What you need to do:
Every line of the entries that holds the word "checked" is to be copied.
Content starts
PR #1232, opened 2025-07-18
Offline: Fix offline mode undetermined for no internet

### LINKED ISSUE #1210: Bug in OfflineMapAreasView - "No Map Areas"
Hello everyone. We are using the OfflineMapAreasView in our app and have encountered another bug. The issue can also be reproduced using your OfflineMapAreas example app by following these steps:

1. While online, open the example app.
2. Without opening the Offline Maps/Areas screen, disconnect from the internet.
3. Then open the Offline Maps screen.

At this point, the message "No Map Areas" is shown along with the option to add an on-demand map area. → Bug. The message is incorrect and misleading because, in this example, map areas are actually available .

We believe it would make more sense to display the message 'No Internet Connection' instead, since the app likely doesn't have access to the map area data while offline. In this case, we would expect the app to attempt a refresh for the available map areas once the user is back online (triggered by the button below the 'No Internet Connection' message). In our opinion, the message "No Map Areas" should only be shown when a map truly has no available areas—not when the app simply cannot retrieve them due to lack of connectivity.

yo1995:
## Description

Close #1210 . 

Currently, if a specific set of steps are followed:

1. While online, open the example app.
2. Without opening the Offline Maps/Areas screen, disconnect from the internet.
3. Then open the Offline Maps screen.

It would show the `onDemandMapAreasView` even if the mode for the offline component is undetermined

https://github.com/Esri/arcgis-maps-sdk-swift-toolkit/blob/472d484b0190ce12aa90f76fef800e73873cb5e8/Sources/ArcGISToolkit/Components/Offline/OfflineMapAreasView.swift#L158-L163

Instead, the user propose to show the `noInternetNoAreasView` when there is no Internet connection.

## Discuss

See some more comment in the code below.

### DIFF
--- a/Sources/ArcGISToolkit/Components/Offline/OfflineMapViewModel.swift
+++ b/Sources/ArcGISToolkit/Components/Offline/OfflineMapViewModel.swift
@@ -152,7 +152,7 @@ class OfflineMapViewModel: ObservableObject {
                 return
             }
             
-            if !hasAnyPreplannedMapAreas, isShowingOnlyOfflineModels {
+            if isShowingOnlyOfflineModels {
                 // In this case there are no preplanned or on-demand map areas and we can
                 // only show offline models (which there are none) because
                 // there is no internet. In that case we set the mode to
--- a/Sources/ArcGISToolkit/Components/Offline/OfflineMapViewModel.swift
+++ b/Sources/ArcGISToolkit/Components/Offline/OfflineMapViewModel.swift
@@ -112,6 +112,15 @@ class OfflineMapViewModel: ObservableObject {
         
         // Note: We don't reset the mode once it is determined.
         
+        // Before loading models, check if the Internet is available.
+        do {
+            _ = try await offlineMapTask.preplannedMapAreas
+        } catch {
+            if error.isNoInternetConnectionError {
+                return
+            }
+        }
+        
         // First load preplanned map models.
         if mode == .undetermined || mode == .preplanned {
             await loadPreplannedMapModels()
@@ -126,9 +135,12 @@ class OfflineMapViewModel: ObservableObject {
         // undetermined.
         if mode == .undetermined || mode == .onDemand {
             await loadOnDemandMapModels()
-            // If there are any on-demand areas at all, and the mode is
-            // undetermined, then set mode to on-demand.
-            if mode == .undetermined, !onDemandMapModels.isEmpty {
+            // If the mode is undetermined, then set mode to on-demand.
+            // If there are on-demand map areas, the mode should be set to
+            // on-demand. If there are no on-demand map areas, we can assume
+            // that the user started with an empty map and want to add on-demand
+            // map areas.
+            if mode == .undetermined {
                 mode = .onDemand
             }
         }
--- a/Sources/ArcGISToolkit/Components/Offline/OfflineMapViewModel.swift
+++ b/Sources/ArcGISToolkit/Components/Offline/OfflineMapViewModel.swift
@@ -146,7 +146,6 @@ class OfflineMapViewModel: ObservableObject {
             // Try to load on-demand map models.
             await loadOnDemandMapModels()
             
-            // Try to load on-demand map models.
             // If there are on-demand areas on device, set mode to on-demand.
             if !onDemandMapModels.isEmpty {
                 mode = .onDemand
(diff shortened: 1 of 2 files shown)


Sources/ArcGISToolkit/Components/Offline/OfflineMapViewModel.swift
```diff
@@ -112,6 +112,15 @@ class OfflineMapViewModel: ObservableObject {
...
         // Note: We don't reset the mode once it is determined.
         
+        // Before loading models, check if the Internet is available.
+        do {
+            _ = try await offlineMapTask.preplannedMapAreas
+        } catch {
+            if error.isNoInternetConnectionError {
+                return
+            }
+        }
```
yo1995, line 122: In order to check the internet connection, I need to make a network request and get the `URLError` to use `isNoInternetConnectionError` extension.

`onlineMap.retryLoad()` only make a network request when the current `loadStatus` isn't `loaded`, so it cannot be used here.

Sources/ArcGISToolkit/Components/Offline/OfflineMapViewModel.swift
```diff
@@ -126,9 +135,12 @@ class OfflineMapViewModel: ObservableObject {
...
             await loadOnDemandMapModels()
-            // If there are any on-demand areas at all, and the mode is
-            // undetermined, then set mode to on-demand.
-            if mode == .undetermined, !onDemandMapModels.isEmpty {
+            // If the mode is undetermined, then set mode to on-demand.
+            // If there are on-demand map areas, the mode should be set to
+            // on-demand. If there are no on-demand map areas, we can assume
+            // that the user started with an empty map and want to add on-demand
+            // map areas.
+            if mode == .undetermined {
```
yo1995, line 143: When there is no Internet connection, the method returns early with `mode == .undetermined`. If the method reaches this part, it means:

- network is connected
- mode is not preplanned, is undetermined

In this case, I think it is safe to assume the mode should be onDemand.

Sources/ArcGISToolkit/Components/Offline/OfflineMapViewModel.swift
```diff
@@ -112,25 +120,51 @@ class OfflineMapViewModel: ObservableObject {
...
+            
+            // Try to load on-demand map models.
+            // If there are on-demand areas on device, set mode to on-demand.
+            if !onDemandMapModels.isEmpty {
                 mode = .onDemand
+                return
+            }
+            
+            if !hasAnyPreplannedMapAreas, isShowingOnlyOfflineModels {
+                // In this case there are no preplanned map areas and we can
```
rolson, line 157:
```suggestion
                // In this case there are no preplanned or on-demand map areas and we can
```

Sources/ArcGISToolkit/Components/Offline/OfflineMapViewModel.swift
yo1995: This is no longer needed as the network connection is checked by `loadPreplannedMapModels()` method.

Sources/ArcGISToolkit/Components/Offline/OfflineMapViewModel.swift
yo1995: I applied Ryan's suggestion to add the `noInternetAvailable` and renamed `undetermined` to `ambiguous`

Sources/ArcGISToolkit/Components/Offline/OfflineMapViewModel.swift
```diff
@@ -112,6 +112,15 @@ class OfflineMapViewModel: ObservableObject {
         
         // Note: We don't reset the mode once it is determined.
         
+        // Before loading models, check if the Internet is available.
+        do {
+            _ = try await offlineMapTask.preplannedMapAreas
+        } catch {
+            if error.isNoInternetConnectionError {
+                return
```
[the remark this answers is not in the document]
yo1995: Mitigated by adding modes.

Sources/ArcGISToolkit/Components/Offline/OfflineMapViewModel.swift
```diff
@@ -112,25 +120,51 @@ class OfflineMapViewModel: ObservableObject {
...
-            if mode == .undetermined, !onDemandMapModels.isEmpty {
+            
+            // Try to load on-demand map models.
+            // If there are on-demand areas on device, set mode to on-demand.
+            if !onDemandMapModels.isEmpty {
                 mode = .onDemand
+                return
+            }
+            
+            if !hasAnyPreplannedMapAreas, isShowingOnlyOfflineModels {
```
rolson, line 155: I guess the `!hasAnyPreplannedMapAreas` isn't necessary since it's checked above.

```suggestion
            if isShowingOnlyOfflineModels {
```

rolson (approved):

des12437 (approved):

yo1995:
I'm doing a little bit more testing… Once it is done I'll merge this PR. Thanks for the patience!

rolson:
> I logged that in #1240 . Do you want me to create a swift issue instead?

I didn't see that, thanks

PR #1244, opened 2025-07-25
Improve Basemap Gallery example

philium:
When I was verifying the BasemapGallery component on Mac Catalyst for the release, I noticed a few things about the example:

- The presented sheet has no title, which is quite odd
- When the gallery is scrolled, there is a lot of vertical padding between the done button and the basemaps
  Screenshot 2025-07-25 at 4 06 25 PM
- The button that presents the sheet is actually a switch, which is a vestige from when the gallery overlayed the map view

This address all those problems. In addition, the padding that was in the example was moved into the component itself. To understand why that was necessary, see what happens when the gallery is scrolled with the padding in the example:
Content ends
Exercise result:
yo1995: This is no longer needed as the network connection is checked by `loadPreplannedMapModels()` method.
rolson, line 155: I guess the `!hasAnyPreplannedMapAreas` isn't necessary since it's checked above.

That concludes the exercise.